There just aren’t any visible role models of Caribbean descent in the jobs that have always interested me in business and finance. You’ll see much more diversity in Wall Street than in the City of London.
And yet, if you can get through the door and you’re good and you work hard, the opportunities are enormous – for me, much greater than I could have found anywhere else.
I qualified as a solicitor and then worked in corporate finance and investment banking. But my primary instinct always was as an entrepreneur. I loved investment banking, even though the hours were crazy, but I really wanted to get my own business feet on the ground, as it were, after years flying at 30,000 feet doing deals for others.

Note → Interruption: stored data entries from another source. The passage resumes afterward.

PR #558, opened 2016-05-14
Downgrade MSAA to maximum available samples

NolaDonato:
The gvr-controls sample crashed in FrameBuffer::create because it requested 8x MSAA but the phone only supports 4X MSAA. I changed activity.cpp to check the maximum MSAA samples before creating the framebuffer and not request more than available.


danke-sra:
Looks good. Most Android devices support up to 4x MSAA. Checking the max value will make it most adaptable.

PR #561, opened 2016-05-17
Fixed problem with GVRSceneViewObject invalidation

NolaDonato:
Invalidating just the GVRView associated with the GVRViewSceneObject
incorrectly set the clip rectangle to just that view. To fix this,
we have to create a full screen android View and invalidate this
to restore the clip rectangle. This full screen view is only created
when necessary and only one of them is needed.

GearVRf-DCO-1.0-Signed-off-by:  Nola Donato nola.donato@samsung.com

### DIFF
--- a/GVRf/Framework/framework/src/main/java/org/gearvrf/VrapiActivityHandler.java
+++ b/GVRf/Framework/framework/src/main/java/org/gearvrf/VrapiActivityHandler.java
@@ -27,6 +27,7 @@ import javax.microedition.khronos.opengles.GL10;
 
 import org.gearvrf.utility.Log;
 import org.gearvrf.utility.VrAppSettings;
+import org.joml.Vector2f;
 
 import android.graphics.PixelFormat;
 import android.opengl.EGL14;
@@ -53,6 +54,7 @@ class VrapiActivityHandler implements ActivityHandler {
     private EGLSurface mPixelBuffer;
     private EGLSurface mMainSurface;
     boolean mVrApiInitialized;
+    private Vector2f mScreenDimensions = null;
 
     VrapiActivityHandler(final GVRActivity activity,
             final ActivityHandlerRenderingCallbacks callbacks) throws VrapiNotAvailableException {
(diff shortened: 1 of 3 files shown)


GVRf/Framework/framework/src/main/java/org/gearvrf/VrapiActivityHandler.java
```diff
@@ -150,19 +152,27 @@ public void onSetScript() {
...
-            Log.v(TAG, "--- width: %d", framebufferWidth);
-            Log.v(TAG, "--- height: %d", framebufferHeight);
-            //a different resolution of the native window requested 
-            holder.setFixedSize(framebufferWidth, framebufferHeight);
-            Log.v(TAG, "----------------------------");
+        mScreenDimensions = new Vector2f(appSettings.getFramebufferPixelsHigh(), appSettings.getFramebufferPixelsWide());
+        if ((-1 != mScreenDimensions.y) && (-1 != mScreenDimensions.x)) {
+            if ((screenWidthPixels != mScreenDimensions.x) && (screenHeightPixels != mScreenDimensions.x)) {
+                Log.v(TAG, "--- window configuration ---");
+                Log.v(TAG, "--- width: %d", mScreenDimensions.x);
```
rahul27: The formatter should now use %f since the int has been changed to float.

GVRf/Framework/framework/src/main/java/org/gearvrf/VrapiActivityHandler.java
```diff
@@ -150,19 +152,27 @@ public void onSetScript() {
...
-        final int framebufferWidth = appSettings.getFramebufferPixelsWide();
-        if (-1 != framebufferHeight && -1 != framebufferWidth && screenWidthPixels != framebufferWidth
-                && screenHeightPixels != framebufferHeight) {
-            Log.v(TAG, "--- window configuration ---");
-            Log.v(TAG, "--- width: %d", framebufferWidth);
-            Log.v(TAG, "--- height: %d", framebufferHeight);
-            //a different resolution of the native window requested 
-            holder.setFixedSize(framebufferWidth, framebufferHeight);
-            Log.v(TAG, "----------------------------");
+        mScreenDimensions = new Vector2f(appSettings.getFramebufferPixelsHigh(), appSettings.getFramebufferPixelsWide());
```
rahul27: should we be using the DIsplayMetrics values instead of the framebuffer? Say someone sets the values to 100x100 in using gvr.xml then it would only create a view of 100x100.

GVRf/Framework/framework/src/main/java/org/gearvrf/scene_objects/GVRViewSceneObject.java
```diff
@@ -83,13 +86,20 @@ public void run() {
...
+                        View surfView = gvrContext.getActivity().getFullScreenView();
+                        if (surfView != null)
+                            surfView.invalidate();
                     }
                 });
             }
         });
     }
 
+    public void setParent(GVRView parentView) {
```
rahul27: is this required?

NolaDonato: No I removed it

GVRf/Framework/framework/src/main/java/org/gearvrf/VrapiActivityHandler.java
NolaDonato: Yes, I changed it to use the DisplayMetrics values always.

GVRf/Framework/framework/src/main/java/org/gearvrf/VrapiActivityHandler.java
NolaDonato: I changed this back to int again. I restored the old code.

rahul27:
:+1: Looks good. Verified this using the sample app.

PR #565, opened 2016-05-18
Add support for ETC1

thomasflynn:
Turns out you can have an ETC1 file in a PKM file.  We need to check for
that as well when checking the header.

tom.flynn@samsung.com


danke-sra:
Looks good. Do you think the file name is still OK?

thomasflynn:
oh, because the filename is EricssonTextureCompression2.java?

danke-sra:
Yeah, now since it supports ETC1 and ETC2, it can be renamed EricssonTextureCompression.java. Anyway, it's not an issue.

thomasflynn:
ok, yeah, we can rename it later.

Three years ago, my partner Simon Newton and I structured a management buy-out of a very tired, business mobile phone company called Genesis Communications from DSG International plc. We cleaned it up, made a series of strategic acquisitions to strengthen our range of IT communications offerings and re-branded it as Outsourcery.
We’ve turned it into one of the UK’s leading providers of cloud computing solutions and mobilecentric unified communications to small and medium-sized enterprises, with an annual turnover of around £43m. We’ve just been named Microsoft’s Worldwide Hosting Partner of the Year 2010 – which is like an Oscar in our industry.
Re-launching Outsourcery brought home just how huge a gap there is in the market for debt and equity. At that time, we could see the confusion banks are in about that kind of risk-taking. So, rather than depend on the banks, we’ve equity-financed our business so that we didn’t need them.
But equity investment can now be very hard to come by. In the good times, the banks did venture into that territory and came unstuck. It’s not what they’re good at. I think we need new products – possibly hybrid solutions – to bridge the equity and debt gaps, but which balance risk and reward for the finance providers.